99% of the bikes made overseas are made by human welders. Specialized was doing some of their 2-piece molded alloy frames with a robot, I think, but generally, it's a human. Labor is *cheap* in some parts of the world - robots only make sense if they're even cheaper. And right now, for most things, including welding bikes, they're not.

And I'm guessing that most of the bike welders in Taiwan are WAY better than the folks here. I weld 1 or 2 frames a week, and each one takes me quite a while. I bet some of the guys in Taiwan or China (or India, though you don't see those bikes in the States) do 50+ in a day. Who's going to have more practice/experience under their belt? That's not to say they necessarily care much about their work or that the person who designed the bike knows anything about how it will ride or fit, but the welders themselves are definitely highly skilled.

So to answer the question, there is nothing wrong with the welding, generally. You can find examples of every kind of frame breaking in just about every possible way, regardless of where it was built, but the vast majority hold up well. Just about any high end (meaning >$500) bike you can buy is well made and safe, honestly.

There is a whole economic/political buying local or USA products shouting match we could have about this too, but it's been done before. A handbuilt frame generally comes with more personal attention, better fit and design, and can be tweaked to suit your riding needs. For some people, that's worth the money, for some it's not.

-Walt


----------



## Schmucker (Aug 23, 2007)

I don't think each worker welds an entire frame. I think they are only responsible for one weld in the sequence. I don't think it really matters. A better use of your time is rag on machine built wheels. Still a waste of time, but a better use.


----------



## rogueturtle (Mar 13, 2004)

Machine welding in certain industries is the mandated method to insure flawlessness of weld-penetration and strength.
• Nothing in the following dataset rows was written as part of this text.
PR #580, opened 2019-01-30
Break comment record

Julow:
In:
```ocaml
type t =
  { x : int (* comment *)
  ; y : int
  (* comment for y *)
  }
```
The first comment is attached to the type and the second to the label declaration.

This PR move it directly after the type.

(One of https://github.com/ocaml-ppx/ocamlformat/issues/569)

### DIFF
--- a/src/Fmt_ast.ml
+++ b/src/Fmt_ast.ml
@@ -3069,25 +3069,22 @@ and fmt_label_declaration c ctx lbl_decl ?(last = false) =
   @@ fun c ->
   let doc, atrs = doc_atrs pld_attributes in
   let indent = if Poly.(c.conf.break_separators = `Before) then 2 else 0 in
-  let fmt_cmts =
-    Cmts.fmt c.cmts ~eol:(break_unless_newline 1 indent) pld_loc
-  in
-  fmt_cmts
-  @@ hvbox 4
-       ( hvbox 3
-           ( hvbox 2
-               ( fmt_if Poly.(pld_mutable = Mutable) "mutable "
-               $ fmt_str_loc c pld_name
-               $ fmt_if Poly.(c.conf.field_space = `Loose) " "
-               $ fmt ":@ "
-               $ fmt_core_type c (sub_typ ~ctx pld_type)
-               $ Cmts.fmt_after c.cmts pld_loc
-               $ fmt_if_k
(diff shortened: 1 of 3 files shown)


src/Fmt_ast.ml
```diff
@@ -3081,6 +3081,7 @@ and fmt_label_declaration c ctx lbl_decl ?(last = false) =
                $ fmt_if Poly.(c.conf.field_space = `Loose) " "
                $ fmt ":@ "
                $ fmt_core_type c (sub_typ ~ctx pld_type)
+               $ Cmts.fmt_after c.cmts pld_loc
```
jberdine: We need to be careful of the relative position of comments, `;`, attributes and docstrings. I'm not sure that comments should come before all of the others.

Also, if `fmt_after` is called explicitly, then things should be reworked to avoid `Cmts.fmt` and use `fmt_before` instead.

Also, we don't want to break the line up to the comment just because the comment doesn't fit, so there should be something like a box around "mutable" through `fmt_core_type` (which is what the `hvbox 4` is currently for). For example:
```
--- a/infer/src/biabduction/State.ml
+++ b/infer/src/biabduction/State.ml
@@ -20,8 +20,9 @@ type failure_stats =
   ; (* number of node failures (i.e. at least one instruction failure) *)
     mutable node_ok: int
   ; (* number of node successes (i.e. no instruction failures) *)
-    mutable first_failure: (Location.t * Procdesc.Node.t * int * Errlog.loc_trace * exn) option
-  (* exception at the first failure *) }
+    mutable first_failure:
+      (Location.t * Procdesc.Node.t * int * Errlog.loc_trace * exn) option
+      (* exception at the first failure *) }
```

Something doesn't seem to fit quite right here. Can you explain your reasoning for why formatting the comments with `fmt_after` where you have it solves your problem relative to them being formatted by `Cmts.fmt` after the `hvbox 4` closes?

Julow: In the example in this PR, the first comment is printed by `fmt_core_type` and the second by this function, so I tried to move the comment closer to where it should be printed. I agree this is a bit hacky.

I tried an other approach [on this branch](https://github.com/ocaml-ppx/ocamlformat/compare/master...Julow:break_comment_record_steal_comment_from_type) where I "steal" the comment after the type but now they are not printed where they should.

PR #585, opened 2019-02-01
No break module pack

Julow:
(one of https://github.com/ocaml-ppx/ocamlformat/issues/569)

An extra break is added when the expression does not fit on one line:

```
let _ =
  (module M
  : S
    with type long_long_type = t
     and type long_long_long_type = u
     and type very_long_long_type = t )

let _ =
  ( module struct
    type t
  end
  : S )
```

A little indentation is added because I moved the parenthesis outside of the box.

### DIFF
--- a/test/passing/js_source.ml.ref
+++ b/test/passing/js_source.ml.ref
@@ -3199,9 +3199,7 @@ let make_set (type s) cmp =
     type t = s
 
     let compare = cmp
-  end)
-  : Set.S
-    with type elt = s)
+  end) : Set.S with type elt = s)
 ;;
 
 (* No type annotation here *)
@@ -3271,8 +3269,7 @@ let m =
 let m =
   (module struct
     let x = 3
-  end
-  : S)
+  end : S)
 ;;
 
 ;;
@@ -3310,8 +3307,7 @@ end
 let rec (module M : S') =
   (module struct
     let f n = if n <= 0 then 1 else n * M.f (n - 1)
-  end
-  : S')
+  end : S')
 in
 M.f 3
 
@@ -3421,17 +3417,14 @@ module SSMap = struct
 end
 
 let ssmap =
-  (module SSMap
-  : MapT
+  (module SSMap : MapT
     with type key = string and type data = string and type map = SSMap.map)
 ;;
 
 let ssmap =
   (module struct
     include SSMap
-  end
-  : MapT
-    with type key = string and type data = string and type map = SSMap.map)
+  end : MapT with type key = string and type data = string and type map = SSMap.map)
 ;;
 
 let ssmap :
@@ -5837,8 +5830,7 @@ end
 let v =
   (module struct
     let x = 3
-  end
-  : S)
+  end : S)
 ;;
 
 module F () = (val v)
@@ -5863,8 +5855,7 @@ let v =
     type t = int
 
     let x = 3
-  end
-  : S)
+  end : S)
 ;;
 
 module F () = (val v)
--- a/test/passing/module.ml
+++ b/test/passing/module.ml
@@ -40,8 +40,7 @@ module type X = sig
   val n : (module S with type t = t)
 
   val o :
-    (module
-     S
+    (module S
        with type long_long_type = t
         and type long_long_long_type = u
         and type very_long_long_type = t)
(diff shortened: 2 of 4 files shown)


test/passing/module.ml
```diff
@@ -28,3 +28,26 @@ module C = struct
...
+let _ =
+  ( module M : S
+    with type long_long_type = t
+     and type long_long_long_type = u
+     and type very_long_long_type = t )
+
+let _ =
+  ( module struct
+      type t
+  end : S with type t = t )
```
gpetiot: I think `end` should start in the same column as `module`. Also can you check the output when there is enough type constraints to break the line in this case?

Julow: This was a bug, fixed.

test/passing/js_source.ml.ref
```diff
@@ -3189,12 +3189,10 @@ let sort (type s) (module Set : Set.S with type elt = s) l =
 (* No real improvement here? *)
 let make_set (type s) cmp =
   (module Set.Make (struct
-    type t = s
+     type t = s
```
jberdine: Note that in general the output produced for cases where a paren precedes a keyword indents from the paren, not the keyword, so this added indentation is in conflict with that. The choice of where to indent from can be discussed, but I don't think it shouldn't be changed just in this case.

test/passing/module.ml
```diff
@@ -28,3 +28,41 @@ module C = struct
 
   and B : sig end = B
 end
+
+let _ =
+  ( module M : S
+    with type long_long_type = t
```
jberdine: This seems to be just wrong, `with` modifies `S`, not `module M`. Am I missing something?

test/passing/module.ml
```diff
@@ -28,3 +28,41 @@ module C = struct
...
+     and type long_long_long_type = u
+     and type very_long_long_type = t )
+
+let _ =
+  ( module struct
+      type t
+    end : S with type t = t )
```
jberdine: Here a phrase is placed at the end of the last line of the preceding phrase which spans multiple lines. This is something that the rest of the formatting tries hard not to do. Maybe here an exception is ok, since `end` will not ever have anything before it on the same line. But can you just confirm that this is intended?

Julow: This is intended but not required.

test/passing/js_source.ml.ref
Julow: The `end` is also indented to be aligned with the `module` keyword. Should I undo this and open a new PR ?

test/passing/module.ml
```diff
@@ -28,3 +28,41 @@ module C = struct
...
+let _ =
+  ( module struct
+      type t
+    end : S )
+
+let _ =
+  ( module struct
+      type t
+    end
+  : Loooooooooooooooonnnnnnnnnnnnnnnng.Looooooooooooooonnnnnnnnnnnnnng.Mod
```
Julow: Should the `:` be on the same line as `end` and the closing `)` just after the type ?

test/passing/module.ml
Julow: I agree, I added indentation

test/passing/module.ml
jberdine: The `:` is currently in the right place. Due to the length of the name, I think the `)` is in the right place or else it would encroach into the margin.

test/passing/module.ml
```diff
@@ -28,3 +28,65 @@ module C = struct
...
+    (module S
+         with type long_long_type = t
+          and type long_long_long_type = u
+          and type very_long_long_type = t)
+end
+
+module X = (val X.n : S with type t = t)
+
+module Y = ( val X.o : S
+               with type long_long_type = t
```
jberdine: Here there is indentation that depends on width of user-code, the name `Y`. This is something that's considered to be a bug. (Though I think it is possible currently, at least due to interactions with comments.)

test/passing/js_source.ml.ref
```diff
@@ -3414,17 +3410,14 @@ module SSMap = struct
 end
 
 let ssmap =
-  (module SSMap
-  : MapT
+  (module SSMap : MapT
```
jberdine: Here, since `MapT` is modified by `with`, we need a break before `:`.

test/passing/module.ml
jberdine: (Before `:`, not `with`.) I think that for these where the module type expression fits on a line, it could be placed after the `end` as here. But once the module type expression does not fit on a line, we need a break before `:`. So I think that the question is whether it is worth having what seems to be two different layouts. I wouldn't object to having two layouts, but in the past others have been more hesitant.

test/passing/js_source.ml.ref
Julow: I removed that indentation.

test/passing/module.ml
Julow: I'll implement a different layout.

test/passing/module.ml
Julow: Fixed

test/passing/js_source.ml.ref
Julow: This is intended, I'll add an option to control the whole PR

IN fact- in certain industries human welding is only the initial spot welds to tack material into place and the robots come in when "perfection" is REQUIRED.

Not that a human cant turn out some pretty welds............but for a $2000 bike frame its one thing.................but for $$$10million+ industrial applications.........humans arent allowed.

Ive seen Sycips/Merlins/Moots/SEvens ALL with cracks on weld areas where too much heat penetration occurred. Just got a SEVEN back from repair of this very problem.........crack along weld

dont believe that a human can outweld a machine. Once you start welding- you realize that a human is only advantageous in places where sending a robot would be prohibitively expensive- ie underwater or tight places. If its welded by machine....chances are you are getting superior welds.


----------



## pvd (Jan 4, 2006)

Just before I started building my own frames I was riding a $200 Zion (Jenson) frame. It was one of the nicest frames I had owned to date. Supurb welding, not the lightest but totally bomb proof. More important than anything else, the bike rode great. How a bike rides is the ultimate measure, Nothing else is as important.


----------



## ted wojcik (Mar 12, 2006)

*machine welds*

Holding a certification from the FAA for airframe welding in both TIG and Oxy-acetylene I can tell you that there are plenty of weldments done by machine and that are not only inferior to those done by hand, but not practical to be done by machine. Either can be screwed up. Rogueturtle's statement is not exactly accurate.


----------



## dbohemian (Mar 25, 2007)

ted wojcik said:


> Holding a certification from the FAA for airframe welding in both TIG and Oxy-acetylene I can tell you that there are plenty of weldments done by machine and that are not only inferior to those done by hand, but not practical to be done by machine. Either can be screwed up. Rogueturtle's statement is not exactly accurate.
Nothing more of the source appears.